How to find angle inside a right isosceles triangle with one side and an angle given The problem is as follows:
The picture from below shows a triangle. The conditions are stated in the diagram.

The alternatives given in my book are as follows:
$\begin{array}{ll}
1.&30^{\circ}\\
2.&15^{\circ}\\
3.&25^{\circ}\\
4.&18^{\circ}\\
\end{array}$
I'm not sure exactly what to do with this problem. So far the only thing which I could spot on was that the right triangle is $45-45-90$ but other than that I'm stuck. Can somebody guide me in the right direction with this problem?.
 A: 
Let ∠DAC = ∠DCB = $x$ and ∠DCA = ∠DAB = $y$. Then, $x+y = 45$ due to the isosceles right triangle ABC and ∠ADC = 180 - ($x+y$) = 135. Apply the sine rule to the triangle ADC,
$$\frac{\sin x}{\sin ∠ADC} = \frac{DC}{AC} = \frac1{\sqrt2}$$
which leads to $\sin x = \frac1{\sqrt2}\cdot \sin 135 = \frac 12$. Thus, ∠DCB = $x$ = 30.
A: Here is a solution using only synthetic geometry. The following figure is the "solution by picture":

$D$ is on the two emphasized circles, $\Delta XCD$ is equilateral, so  $\widehat{DCB}=30^\circ$.
$\square$

Details: (If really needed.) Let $X$, be the fourth point of the square with vertices $A,B,C$. 


*

*The given conditions conditions describe an isosceles triangle $\Delta ABC$ with a right angle in $B$, 

*and the point $\color{brown}D$ is at the intersection


*

*of the circle $(C)$ centered in $C$ through $B$ (and $X$), since $CB=CD$,

*with the circle $(X)$ centered in $X$ through $A,C$. This is because $\widehat{DAC}=\widehat{BCD}$ implies $$
\begin{aligned}
\widehat{ADC}&=180^\circ-\widehat{DAC}-\widehat{DAC}
\\&=180^\circ-\widehat{BCD}-\widehat{DAC}   
\\&=180^\circ-\widehat{BCA}   
\\&=180^\circ-45^\circ=135^\circ\ .
\end{aligned}$$ (A point on the (small) arc $\overset \frown{AC}$ of the circle $(X)$ has the property that $\widehat{ADC}$ has half of the measure of the (big) arc arc $\overset \frown{CA}$, with measure $360^\circ-\widehat{AXC} =
360^\circ-90^\circ=270^\circ$. So it measures $135^\circ$.)

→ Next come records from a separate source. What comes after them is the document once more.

PR #1152, opened 2024-04-03
Increase the size of MovablePoint hitboxes to 48px

benchristel:
## Summary:
This is a holdover from the legacy interactive graph. 44px is WCAG AAA,
but there's no reason not to go up to 48px since that's the existing
behavior.

Issue: https://khanacademy.atlassian.net/browse/LEMS-1895

Test plan:

View a segment graph in the dev UI. Inspect one of the point hitboxes.
It should be 48 by 48 pixels.

### DIFF
--- a/packages/perseus/src/widgets/interactive-graphs/graphs/components/movable-point.tsx
+++ b/packages/perseus/src/widgets/interactive-graphs/graphs/components/movable-point.tsx
@@ -3,7 +3,6 @@ import {useMovable} from "mafs";
 import * as React from "react";
 import {useRef} from "react";
 
-import {TARGET_SIZE} from "../../utils";
 import {useTransform} from "../use-transform";
 
 import type {vec} from "mafs";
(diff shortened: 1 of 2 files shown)


packages/perseus/src/widgets/interactive-graphs/graphs/components/movable-point.tsx
```diff
@@ -14,6 +13,10 @@ type Props = {
     color?: string;
 };
 
+// The hitbox size of 48px by 48px is preserved from the legacy interactive
+// graph.
```
jeremywiebe, line 17: Not only legacy. I remember Sarah B mentioning this is also the Android minimum tap target size. 

https://support.google.com/accessibility/android/answer/7101858

But the fun begins, the current [Material Design](https://m3.material.io/foundations/accessible-design/accessibility-basics#20bcdd28-186d-4884-b592-3fb069e10a73) from Google mentions 44 (which matches [WCAG](https://www.w3.org/WAI/WCAG21/Understanding/target-size.html#:~:text=If%20the%20target%20is%20the,44%20by%2044%20CSS%20pixels.&text=A%20footnote%20or%20an%20icon,from%20the%20minimum%20target%20size.)).

🤷‍♂️

jeremywiebe (approved):

packages/perseus/src/widgets/interactive-graphs/graphs/components/movable-point.tsx
jeremywiebe: Actually, I read wrong.  The Material Design spec makes a distinction between "Touch and pointer" (48 dp) and strictly "pointer" targets (44 dp).

Ignore me. :)

PR #1153, opened 2024-04-04
Remove wonder-blocks-i18n from math-input.

jeresig:
## Summary:
Remove usage of wonder-blocks-i18n from math-input. Is replaced by using a context in which the strings and locale are specified. This will need to be used in conjunction with other changes to the `perseus` and `perseus-editor` packages. We shouldn't release this change until we roll out all of these changes to all 3 of these packages at the same time.

Proposal: https://khanacademy.atlassian.net/wiki/spaces/FRONTEND/pages/2775777284/LinguiJS+Perseus+String+Handling+Proposal

Issue: FEI-5550

## Test plan:
All tests, eslint, and TS should pass.


packages/math-input/src/utils.ts
```diff
@@ -46,9 +65,10 @@ const TIMES_ONLY = ["fr", "tr", "pt-pt"];
  * @param {boolean} convertDotToTimes - the setting set by content creators
  * @returns {boolean} - true to convert to × (TIMES), false to use · (CDOT)
  */
-export function convertDotToTimesByLocale(convertDotToTimes: boolean): boolean {
-    const locale = getLocale();
-
+export function convertDotToTimesByLocale(
+    convertDotToTimes: boolean,
+    locale: string,
+): boolean {
```
jeremywiebe, line 71: I have a loose preference for `locale` showing up first because it feels most important for any function that takes a `locale` (and gives us consistency for where it shows up in other params).

testing/render-keypad-with-cypress.tsx
```diff
@@ -3,9 +3,12 @@ import * as React from "react";
 
 import Keypad from "../packages/math-input/src/components/keypad";
 
+import {strings} from "./mock-strings";
+
 const renderSingleKeypad = () =>
     mount(
         <Keypad
+            strings={strings}
```
jeremywiebe, line 11: Do we need a `locale` here?

jeremywiebe (commented):
Overall I'm good with this approach. I did comment about possibly using a React context to provide the `locale` across the libraries, but that brings along its own complications. What do you think?

packages/math-input/src/utils.ts
jeresig: Good call - I can switch this!

packages/math-input/src/index.ts
```diff
@@ -31,6 +31,16 @@ export {MobileKeypad} from "./components/keypad";
 // Unwrapped v2 keypad for desktop
 export {default as DesktopKeypad} from "./components/keypad";
 
+// For strings used in MathQuill and the keypad
+export {strings} from "./strings";
```
jeresig, line 35: @jeremywiebe I'm not happy about this, I would much prefer that we build and export this separately, so that it's not part of the bundle. For example I could import it like so:

```
import strings from "@khanacademy/math-input/strings";
```

And not from the main export itself. Do you have a sense of how to best configure something like that? If not, I can experiment with making that happen in rollup.

jeresig: Just to follow up on this, I got this working! There are now multiple exports.

.changeset/five-readers-boil.md
```diff
@@ -0,0 +1,7 @@
+---
```
SonicScrewdriver, line 1: Do we want two changesets?

packages/math-input/src/components/input/mathquill-instance.ts
```diff
@@ -102,17 +101,31 @@ const createBaseConfig = (): MathFieldConfig => ({
...
 export function createMathField(
     container: HTMLDivElement | HTMLSpanElement,
+    strings: MathInputStrings,
     configCallback?: (baseConfig: MathFieldConfig) => MathFieldConfig,
 ): MathFieldInterface {
     const baseConfig = createBaseConfig();
     const config = configCallback ? configCallback(baseConfig) : baseConfig;
 
     const mathField = mathQuillInstance
         .MathField(container, config)
```
SonicScrewdriver, line 111: This seems much cleaner than the old strings file!

packages/math-input/src/types.ts
```diff
@@ -68,3 +68,69 @@ export type KeypadContextType = {
...
+    "nothing above": string;
+    labelValue: ({label, value}: {label: string; value: string}) => string;
+    plus: string;
+    minus: string;
+    negative: string;
+    multiply: string;
+    divide: string;
+    decimal: string;
+    percent: string;
+    multiply2: string;
```
SonicScrewdriver, line 99: I feel it might be a little strange having a string called multiply2. I wonder if it makes sense to name them strings.cdot and strings.times, and just have the resulting string be "Multiply" for both? It might help make it a little easier to understand in key-config. 

This is a total nit though, and not something I consider an issue.

packages/math-input/src/utils.ts
```diff
@@ -1,20 +1,39 @@
...
-export const decimalSeparator: string =
-    getDecimalSeparator() === ","
-        ? DecimalSeparator.COMMA
-        : DecimalSeparator.PERIOD;
+/**
+ *  Get the character used for separating decimals.
+ */
+export const getDecimalSeparator = (locale: string): string => {
+    let separator: string = DecimalSeparator.PERIOD;
+
```
SonicScrewdriver, line 11: Oh interesting, I didn't know about this issue! Thanks for adding a fix.

.changeset/five-readers-boil.md
jeresig: Oh whoops - I don't think we do. I'll remove one!

packages/math-input/src/types.ts
jeresig: Ok, yeah - I can change that!

config/build/rollup.config.js
```diff
@@ -276,28 +282,61 @@ const getPackageInfo = (commandLineArgs, pkgName) => {
...
-            format: "esm",
-            platform: "browser",
-            file: pkgJson.module,
-            // We care about the file size of this one.
-            plugins: [filesize()],
-        });
+
+    if (pkgJson.exports) {
+        for (const exportConfig of Object.values(pkgJson.exports)) {
+            if (exportConfig.require && formats.has("cjs")) {
```
jeremywiebe, line 288: Unrelated to this PR, but we are _extremely_ close to not needing `cjs` builds anymore (in fact, I think we can drop them any time we have bandwidth). :)

packages/math-input/package.json
```diff
@@ -18,6 +18,18 @@
...
+            "require": "./dist/index.js",
+            "source": "./src/index.ts"
+        },
+        "./strings": {
+            "import": "./dist/es/strings.js",
+            "require": "./dist/strings.js",
+            "source": "./src/strings.ts"
+        }
+    },
     "files": [
```
jeremywiebe, line 33: Really neat!  Thanks for figuring this out (especially with the Rollup build changes!)

jeremywiebe (approved):
Really happy where this ended up.  Thanks John!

Because of $CD=DX=XC$, the triangle $\Delta CDX$ is equilateral, we obtain an angle of $60^\circ$ in $C$, so 
$$
\widehat{DCB}=
\widehat{XCB}-
\widehat{XCD}=
 90^\circ-60^\circ=30^\circ\ .
$$
$\square$

Bonus: 
Let us also draw the other quarter circles centered in the other vertices of the square $ABCX$, each having radius $AB=BC=CX=XA$. By the symmetry of the picture, we obtain as in the picture intersections $D,E,F,G$, which are forming a square. 
With the arguments above, 


*

*$ABCX$, $DEFG$ are squares, 

*and the triangles
$\Delta CDX$,
$\Delta XEA$,
$\Delta AFB$,
$\Delta BGC$;
$\Delta AGD$,
$\Delta BDE$,
$\Delta CEF$,
$\Delta XFG$ are equilateral.



Later EDIT:
A simplified picture was added:

(This picture is suited for a straightforward proof for the posted problem, but it hides the symmetry in the picture. Note that many such problems arise as particular, partial pictures in a constellation involving a regular polygon. Finding it is a good way to understand the special situation, and to be able to react in similar situations. Or to even compose problems.)